Open farrael004 opened 1 year ago

farrael004 commented 1 year ago

When searching for the following question in Google search: "what is the rent price in orange county, CA?" It may take a significant amount of time scraping websites.

ghost commented 1 year ago

I get no results back. Have you changed the code? On which platform are you using it (Windows Mac Linux)?

farrael004 commented 1 year ago

I didn't change anything for a while. I use windows, but that's probably not the issue. The hosted version runs on linux and it works fine. Usually, the problem would be your internet connection, or because you are using a VPN. What is the problem you are seeing exactly? Is it that the searching internet part takes too long?
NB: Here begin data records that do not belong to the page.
PR #8457, opened 2019-12-04
FIX: inbound link when the only slug available

lis2:
Problem mentioned in [meta](https://meta.discourse.org/t/inbound-links-dont-show-up-when-topic-id-is-not-included/100551)

When there is an internal link without ID, only slug, we should still try to create reflection link.

### DIFF
--- a/app/models/topic_link.rb
+++ b/app/models/topic_link.rb
@@ -172,6 +172,7 @@ class TopicLink < ActiveRecord::Base
     internal = false
     topic_id = nil
     post_number = nil
+    topic = nil
 
     if upload = Upload.get_from_url(url)
       internal = Discourse.store.internal?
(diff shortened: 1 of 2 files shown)


app/models/topic_link.rb
```diff
@@ -185,9 +186,10 @@ def self.ensure_entry_for(post, link, parsed)
 
       topic_id = route[:topic_id].to_i
       post_number = route[:post_number] || 1
+      topic_slug = route[:id]
 
       # Store the canonical URL
-      topic = Topic.find_by(id: topic_id)
+      topic = Topic.find_by("id = ? OR slug = ?", topic_id, topic_slug)
```
SamSaffron: oh the index is on `topic_slug is not null` so this can trigger a table scan... instead double query is probably correct here

```
topic = Topic.find_by(id: topic_id)
if !topica && topic_slug
    topic = Topic.find_by(slug: topic_slug)
end
```

SamSaffron:
Yeah looks good to me... merge at will.

PR #8620, opened 2019-12-27
FEATURE: Topic admin menu sticks to bottom on mobile.

lis2:
Our current topic admin menu is not always fully visible on a mobile device, therefore some options are difficult to click.

To solve this issue, we can display the admin menu on the bottom of the screen on mobile devices.

image


eviltrout:
This looks good to me. What do you think @awesomerobot ?

PR #8624, opened 2019-12-29
FIX: makes highlighting last viewed topic more resilient

jjaffeux:
`highlight` was called from `didInsertElement` which technically doesn't ensure the list is rendered. By wrapping the highlighting code in `afterRender` we ensure it works more consistently.


SamSaffron:
I see, this looks safe to me, feel free to merge! :+1:

PR #8629, opened 2019-12-30
PERF: Reduce DB queries when serializing ignore/mute information

davidtaylorhq:
This avoids needing two database queries every time another user is serialized


davidtaylorhq:
Thanks for reviewing @eviltrout. The data will be refreshed when `.reload` is called on the activerecord object, and we use this pattern already for a few other variables in `user.rb`. I think it should be safe 🤞

PR #8639, opened 2019-12-31
FIX: Add check for blank params in Webauthn::SecurityKeyBaseValidationService

martin-brennan:
Added a fix to gracefully error with a Webauthn::SecurityKeyError if somehow a user provides blank params when validating a security key, e.g. on login. From this error in the dev logs:

```
Message (2 copies reported)
NoMethodError (undefined method `hash_function' for nil:NilClass)
/var/www/discourse/lib/webauthn/security_key_authentication_service.rb:67:in `authenticate_security_key'

Backtrace
/var/www/discourse/lib/webauthn/security_key_authentication_service.rb:67:in `authenticate_security_key'
/var/www/discourse/app/controllers/session_controller.rb:303:in `create'
```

Or it shows the "No results" message?

ghost commented 1 year ago

No result message. I do not use a vpn

ghost commented 1 year ago

May try it on a another machine. Google Cloud Console

farrael004 commented 1 year ago

No result message. I do not use a vpn

This error happens in the internet_search.py script. It is triggered if the find_links_from_search() function does not find any links in the google query page. You can try saving the 'soup' variable on line 37 as a HTML file. Then open the file and see if it looks like a normal google search page. I suspect that your error is because this page is somehow not what it's supposed to be.
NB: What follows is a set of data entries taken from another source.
PR #8643, opened 2019-12-31
FIX: hide topic admin menu button for regular users

lis2:
This bug was introduced here https://github.com/discourse/discourse/commit/b725252cd0c60d17521499d70f021cfde2114ccf#diff-a75b5e5a8561229e772a6c8e14804786R49

Wrench button is displayed on mobile for all users, not just admins with no actions available

image


lis2:
I am closing that PR because @davidtaylorhq made same fix and it is already in master

PR #8649, opened 2020-01-01
FIX: Catch error when unknown COSE algorithm is supplied for Security Key

martin-brennan:
Added a fix to gracefully error with a Webauthn::SecurityKeyError if somehow a user provides an unkown COSE algorithm when logging in with a security key. From this error in the dev logs:

```
Message (2 copies reported)
NoMethodError (undefined method `hash_function' for nil:NilClass)
/var/www/discourse/lib/webauthn/security_key_authentication_service.rb:67:in `authenticate_security_key'

Backtrace
/var/www/discourse/lib/webauthn/security_key_authentication_service.rb:67:in `authenticate_security_key'
/var/www/discourse/app/controllers/session_controller.rb:303:in `create'
```

If `COSE::Algorithm.find` returns nil we now fail gracefully and log the algorithm used along with the user ID and the security key params for debugging, as this will help us find other common algorithms to implement for webauthn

ghost commented 1 year ago

I thought, that when you open google the first time, you need to accept the policies. Maybe that's the problem. I have a searxng running, have tried it what that, same problem "no results".

farrael004 commented 1 year ago

Yes. You would need to accept google's policies. Alternatively, you can change the google_search() function so it returns results from a different source, like searxng. Make sure it returns a pandas dataframe with 4 columns: 'text', 'link', 'text_length', and 'ada_search'.

The 'text' column should contain snippets of text from a website with at most 1000 characters The 'link' column is the source of this text snippet.

The last two columns can be created like this:

search_results['text_length'] = search_results['text'].str.len()
search_results['ada_search'] = search_results['text'].apply(lambda x: create_embedding(x))

There's a DuckDuckGo API feature called Instant Answers that gives you text snippets from the internet with sources that you could use to substitute here. If you plan on searching for whole websites, you can extract the text in them with the extract_useful_text() function.